The ruling (48-page /353KB PDF) may involve small sums in each individual case but the court acknowledged that “the answer to the legal question now before us may have a bearing on thousands of claims each year and so have a cumulative impact which is very significant indeed”.

It may have the greatest impact in industries where a large part of pay is made up of overtime or commission. Such variable payments can give rise to arguments around what level of ‘normal’ pay is payable for the four weeks annual leave guaranteed by the Working Time Regulations, which stem from EU law. Basic pay only can be paid for the UK specific statutory entitlement of 1.6 weeks additional annual leave.

The Supreme Court decision stemmed from a police pay case between the Police Service of Northern Ireland (PSNI) and Alexander Agnew and other police offers and civilian staff of the PSNI. It began as an Industrial Tribunal claim seeking holiday back pay dating back to 1998 that is based on ‘normal’ pay rather than basic pay.

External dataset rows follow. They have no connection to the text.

PR #2823, opened 2023-11-09
IGNITE-20819 Use shared lock on HTTP server startup

PakhomovAlexander:
It happens bacause of the race condition inside
micronaut.

https://github.com/micronaut-projects/micronaut-core/issues/10091

https://issues.apache.org/jira/browse/IGNITE-20819

### DIFF
--- a/modules/rest/src/main/java/org/apache/ignite/internal/rest/RestComponent.java
+++ b/modules/rest/src/main/java/org/apache/ignite/internal/rest/RestComponent.java
@@ -31,6 +31,8 @@ import java.net.UnknownHostException;
 import java.util.HashMap;
 import java.util.List;
 import java.util.Map;
+import java.util.concurrent.locks.Lock;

The decision rejected a restriction on backdated holiday pay claims established by the Employment Appeals Tribunal (EAT) in a case involving Bear Scotland.

The EAT had decided that in relation to a claim for a ‘series of deductions’, such as successive underpayments of holiday pay, any series punctuated from the next succeeding series by a gap of more than three months was out with normal time limits. 

“The decision is good for workers because it confirms that a three month gap in a ‘series of deductions’ claim under unlawful deductions from wages provisions will not result in holiday pay claims being time barred,” said Pinsent Masons employment law expert Stuart Neilson.

“As the vast majority of workers would have gaps of three months or more between holidays, if the Bear Scotland case was followed, this would in most cases limit the period for which holiday pay arrears could be claimed to no more than 12 months. The Supreme Court has confirmed that the Bear Scotland decision was wrong in this respect as it would defeat the purpose of the series of deductions rules which were intended to protect vulnerable workers,” he said.

Pinsent Masons employment law expert Craig Patterson said that the judgment means there is no automatic rule that a three month gap breaks a series of deductions, but that whether a ‘series of deductions’ in respect of which an arrears claim can be raised will still depend on the specifics of that situation.

He also said that other laws might restrict the impact of the ruling.

“Claims brought in Great Britain on or after 1 July 2015 are subject to the Deduction From Wages (Limitation) Regulations 2014, which established a two year limitation on how far back in time workers’ employment tribunal claims for some deduction from wages, including holiday pay, can go,” said Patterson. “This does not apply in Northern Ireland.”

The Supreme Court also made comments around distinguishing between different kinds of leave. It confirmed that there are no rules about whether the four weeks leave guaranteed by the Working Time Regulations, which stem from EU law, is taken first before other leave entitlements are used, such as the UK entitlement to additional leave of 1.6 weeks a year.

“The Supreme Court said that, if it is not practical to distinguish between different types of leave, then all the leave to which the worker is entitled must form part of a single, composite pot,” said Patterson. “This may mean separate leave pots are retained where this is practicable, for example, through clear policy frameworks, but a composite pot approach does seem to be the direction of statutory travel.”

“The UK government. suggested, as part of post-Brexit consultation earlier this year, that existing annual leave entitlements are combined into a single pot but we await details of what this will look like, particularly in relation to the rate of pay,” he said.

Employment expert Anthony Convery said: “The Supreme Court also approved the Northern Ireland court’s position that when calculating a daily rate for overtime that forms part of a worker's normal pay, it was not a lawful approach to divide the number of working days in the four week leave period (20) by the number of calendar days in the reference period. This may impact some employers’ calculations.”